# Women's day vs Mother's day



## AniversaryFight (Mar 7, 2011)

How important is womens day 8.March for women? Is it as important day as mothers day? 

do you expect any gift or special treatment on 8. March from your husband?

I have had arguments in my previous relationships (some of my past girlfriends) about this day. Some said they expect some gifts and special treatment but I used to say is not about specific woman is about women internationally as you have explained. So no gift nor special treatment given to any woman so far!

I respect and do consider mothers day, valentines anniversary, birthdays etc as special days thou.

Now my wife (married two years now) we never argue nor discussed about this day. for her i just used to say Happy womens day..and thats all. She has not complained or whatsoever. And now since it came again I am wondering what are views of women about it.


----------



## Syrum (Feb 22, 2011)

No International women's day is about recognising the work women did to help ensure equity for women, and to remind us there is still a long way to go. To remember there are many women in the world without any rights and who cannot get an education etc.

Mothers day, is to thank your wife for being a great mum.


----------



## AniversaryFight (Mar 7, 2011)

Syrum.
I have had arguments in my previous relationships (some of my past girlfriends) about this day. Some said they expect some gifts and special treatment but I used to say is not about specific woman is about women internationally as you have explained. So no gift nor special treatment given to any woman so far!

I respect and do consider mothers day, valentines anniversary, birthdays etc as special days thou.

Now my wife (married two years now) we never argue nor discussed about this day. for her i just used to say Happy womens day..and thats all. She has not complained or whatsoever. And now since it came again I am wondering what are views of women about it.


----------



## reachingshore (Jun 10, 2010)

Depends on that woman's background. In some cultures (for example mine) Women's Day has been there long before we adopted Valentines Day. Enter gifts, flowers, restaurants, romancing her on that day etc. Here Women's Day is still surrounded by the hype equivalent or even more so as the V Day in the US.

One should also remember about their mothers, sisters etc.


----------



## woodstock (Feb 21, 2011)

Never heard of it... And I don't need a day to celebrate being woman, and I don't want anything for it, except respect.


----------



## reachingshore (Jun 10, 2010)

woodstock said:


> Never heard of it... And I don't need a day to celebrate being woman, and I don't want anything for it, except respect.


NO WONDER nobody wants wine or to celebrate in my thread! **face palm** Never heard of it, she says... **harrumph**


----------



## woodstock (Feb 21, 2011)

reachingshore said:


> NO WONDER nobody wants wine or to celebrate in my thread! **face palm** Never heard of it, she says... **harrumph**


I don't mind a women's rights day, women's equality day, women's sufferage day etc... but women's day makes it sounds like we deserve something special. Something over men. I don't believe that. 

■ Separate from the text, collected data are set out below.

PR #3075, opened 2024-01-13
Tidied Up Tech-Priest Auxilia

The4D6:
Ephemera incursus is now hidden.

Their battlesmith now has the proper value in it,

### DIFF
--- a/2022 - Horus Heresy.gst
+++ b/2022 - Horus Heresy.gst
@@ -1,5 +1,5 @@
 <?xml version="1.0" encoding="UTF-8" standalone="yes"?>
-<gameSystem xmlns="http://www.battlescribe.net/schema/gameSystemSchema" id="28d4-bd2e-4858-ece6" name="(HH V2) Horus Heresy (2022)" revision="97" battleScribeVersion="2.03" type="gameSystem">
+<gameSystem xmlns="http://www.battlescribe.net/schema/gameSystemSchema" id="28d4-bd2e-4858-ece6" name="(HH V2) Horus Heresy (2022)" revision="98" battleScribeVersion="2.03" type="gameSystem">
   <publications>
     <publication name="Github" hidden="false" id="e2a4-ac85-1bef-22f5" publisherUrl="https://github.com/BSData/horus-heresy" shortName="BSData/horus-heresy"/>
     <publication id="e77a-823a-da94-16b9" name="Warhammer: The Horus Heresy - Age of Darkness Rulebook" shortName="Main Rules" publicationDate="June 2022"/>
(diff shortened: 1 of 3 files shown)


2022 - Mechanicum.cat
```diff
@@ -1830,6 +1830,7 @@
     <selectionEntry id="0eae-0c52-1087-a3b0" name="Tech-Priest Auxilia" publicationId="bde1-6db1-163b-3b76" page="28" hidden="false" collective="false" import="true" type="unit">
       <categoryLinks>
         <categoryLink id="0f49-7308-c6f1-e967" name="Line Sub-type:" hidden="false" targetId="6399-5c65-7833-1025" primary="false"/>
+        <categoryLink targetId="86dd-51d8-3669-68ca" id="2b8b-9a5c-efda-9e8b" primary="false" name="Tech-Priest Auxilia"/>
```
nstephenh, line 1833: No idea if these render anywhere but do we want to consider setting this to hidden?

nstephenh (commented):
One minor question.

nstephenh:
This is my ignorance speaking, but is category the best way to handle this? seems like it creates a lot of categories. Guess that might be necessary though.

The4D6:
New recruit allows for a vertical reference to the Magos Auxilia but the battlescribe data editor doesn't support it.

This works with both

nstephenh:
If this isn't set to hidden it'll render on list outputs right? Should we set it to hidden? Or will it not show up?

nstephenh:
I don't know if this is pre-existing or not, but servo-arms don't appear to be selected by default:
image

2022 - Horus Heresy.gst
```diff
@@ -1306,6 +1306,7 @@ Reactions:
     <categoryEntry id="d684-5b63-caa7-adc4" name="Legiones Hereticus" hidden="false"/>
     <categoryEntry name="Forge Remnants - Militia Krios Squadron" hidden="false" id="dfbc-8edd-e14f-fd80"/>
     <categoryEntry name="Primus Medicae" hidden="false" id="b81a-8f4a-ff50-ef99"/>
+    <categoryEntry name="Tech-Priest Auxilia" hidden="true" id="86dd-51d8-3669-68ca"/>
```
nstephenh, line 1309: I set this to hidden, it works in nr but didn't appear to do anything in battlescribe.

2022 - Mechanicum.cat
```diff
@@ -2030,7 +2044,7 @@
                 <constraint field="selections" scope="parent" value="0" percentValue="false" shared="true" includeChildSelections="false" includeChildForces="false" id="8fe0-02cf-f34d-c225" type="min"/>
               </constraints>
               <entryLinks>
-                <entryLink id="6940-130e-f973-8451" name="Servo-Arm" hidden="false" collective="false" import="true" targetId="4168-fc85-8912-7188" type="selectionEntry">
+                <entryLink id="6940-130e-f973-8451" name="Servo-Arm" hidden="false" collective="false" import="true" targetId="4168-fc85-8912-7188" type="selectionEntry" defaultAmount="1">
```
nstephenh, line 2047: I also set this, doesn't do anything in battlescribe because the list that sets if you can take a servo-arm doesn't auto-set but in nr it sets to the first option.

nstephenh (approved):
Approving but letting you give it the once-over first as I made some minor changes.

I think children, both sexes, should have a better education on the fight for women's rights and what it has all meant (and how feminist does NOT mean manhater) but I think demanding a day for ourselves, well, I almost think that will do more harm than good. 

Call it Susan B day, or Cady Stanton day or something.. like president's day, a day to celebrate the women and the cause..

How about "Where the F**K is our ERA day"? THAT I could get behind!!!!!

I am all for pumping up the wonder bras, but I don't see the need for a day for that!


----------



## woodstock (Feb 21, 2011)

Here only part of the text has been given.